▶ _Task description_
Taking the first line of the listing as the start and the line containing "On non-abstract types, this" as the end, reproduce everything in between exactly, both ends included.

▶ _Data listing_
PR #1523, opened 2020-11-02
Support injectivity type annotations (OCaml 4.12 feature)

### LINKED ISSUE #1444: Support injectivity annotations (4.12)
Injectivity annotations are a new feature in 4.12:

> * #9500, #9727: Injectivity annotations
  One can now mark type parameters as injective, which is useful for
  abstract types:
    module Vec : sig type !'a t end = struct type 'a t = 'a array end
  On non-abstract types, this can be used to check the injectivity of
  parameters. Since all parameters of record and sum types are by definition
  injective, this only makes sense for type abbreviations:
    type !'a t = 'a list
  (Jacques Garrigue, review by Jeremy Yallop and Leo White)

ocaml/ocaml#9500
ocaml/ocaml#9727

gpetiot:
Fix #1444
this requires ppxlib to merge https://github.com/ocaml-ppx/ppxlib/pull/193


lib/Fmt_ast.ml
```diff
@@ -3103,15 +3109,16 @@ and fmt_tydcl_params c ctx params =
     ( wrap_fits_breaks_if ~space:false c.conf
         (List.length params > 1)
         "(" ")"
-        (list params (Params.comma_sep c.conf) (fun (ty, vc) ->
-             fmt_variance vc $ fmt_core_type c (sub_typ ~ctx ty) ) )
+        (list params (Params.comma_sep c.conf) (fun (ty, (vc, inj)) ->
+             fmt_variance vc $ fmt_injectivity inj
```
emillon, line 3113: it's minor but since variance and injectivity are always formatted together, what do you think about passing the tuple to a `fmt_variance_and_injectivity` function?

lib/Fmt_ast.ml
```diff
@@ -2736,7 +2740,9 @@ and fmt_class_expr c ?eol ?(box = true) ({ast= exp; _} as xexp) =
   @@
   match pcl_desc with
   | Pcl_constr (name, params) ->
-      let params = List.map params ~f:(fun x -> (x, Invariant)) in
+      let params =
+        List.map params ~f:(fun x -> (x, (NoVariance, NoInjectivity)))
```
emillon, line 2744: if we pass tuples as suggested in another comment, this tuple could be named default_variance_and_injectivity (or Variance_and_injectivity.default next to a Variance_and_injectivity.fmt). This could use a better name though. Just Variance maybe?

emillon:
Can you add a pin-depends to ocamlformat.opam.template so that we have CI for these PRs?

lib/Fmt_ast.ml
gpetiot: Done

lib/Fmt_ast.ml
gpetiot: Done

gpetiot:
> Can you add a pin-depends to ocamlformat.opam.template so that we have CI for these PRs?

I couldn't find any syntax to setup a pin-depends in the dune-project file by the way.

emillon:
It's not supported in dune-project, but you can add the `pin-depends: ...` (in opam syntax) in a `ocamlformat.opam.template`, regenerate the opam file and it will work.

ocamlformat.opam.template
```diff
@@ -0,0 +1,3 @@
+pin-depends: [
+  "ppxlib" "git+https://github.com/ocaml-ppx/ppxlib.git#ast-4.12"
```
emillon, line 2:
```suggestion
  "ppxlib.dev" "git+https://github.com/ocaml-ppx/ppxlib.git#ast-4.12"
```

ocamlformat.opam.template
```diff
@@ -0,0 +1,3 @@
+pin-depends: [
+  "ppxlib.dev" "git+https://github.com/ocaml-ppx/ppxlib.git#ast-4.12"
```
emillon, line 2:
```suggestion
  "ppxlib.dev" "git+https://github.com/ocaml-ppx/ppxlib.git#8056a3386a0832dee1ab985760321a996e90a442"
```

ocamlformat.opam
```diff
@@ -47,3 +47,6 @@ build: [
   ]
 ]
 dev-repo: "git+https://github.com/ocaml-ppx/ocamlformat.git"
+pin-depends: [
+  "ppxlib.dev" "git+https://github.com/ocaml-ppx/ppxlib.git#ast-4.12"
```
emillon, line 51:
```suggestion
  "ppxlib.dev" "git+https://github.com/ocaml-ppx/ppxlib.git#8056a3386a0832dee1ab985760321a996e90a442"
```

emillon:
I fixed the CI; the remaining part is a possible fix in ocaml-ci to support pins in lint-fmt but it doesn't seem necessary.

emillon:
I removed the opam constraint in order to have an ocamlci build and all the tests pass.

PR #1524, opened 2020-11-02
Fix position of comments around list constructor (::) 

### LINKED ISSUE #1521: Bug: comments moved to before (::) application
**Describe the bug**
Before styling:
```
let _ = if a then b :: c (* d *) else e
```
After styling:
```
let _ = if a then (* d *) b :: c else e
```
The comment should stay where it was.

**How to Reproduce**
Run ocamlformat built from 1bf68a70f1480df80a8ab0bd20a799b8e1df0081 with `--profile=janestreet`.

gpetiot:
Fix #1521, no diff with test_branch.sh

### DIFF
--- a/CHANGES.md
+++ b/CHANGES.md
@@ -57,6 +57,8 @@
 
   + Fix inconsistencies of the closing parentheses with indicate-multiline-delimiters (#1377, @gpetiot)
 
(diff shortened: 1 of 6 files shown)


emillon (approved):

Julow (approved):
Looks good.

▶ _Exercise solution_
PR #1523, opened 2020-11-02
Support injectivity type annotations (OCaml 4.12 feature)

### LINKED ISSUE #1444: Support injectivity annotations (4.12)
Injectivity annotations are a new feature in 4.12:

> * #9500, #9727: Injectivity annotations
  One can now mark type parameters as injective, which is useful for
  abstract types:
    module Vec : sig type !'a t end = struct type 'a t = 'a array end
  On non-abstract types, this can be used to check the injectivity of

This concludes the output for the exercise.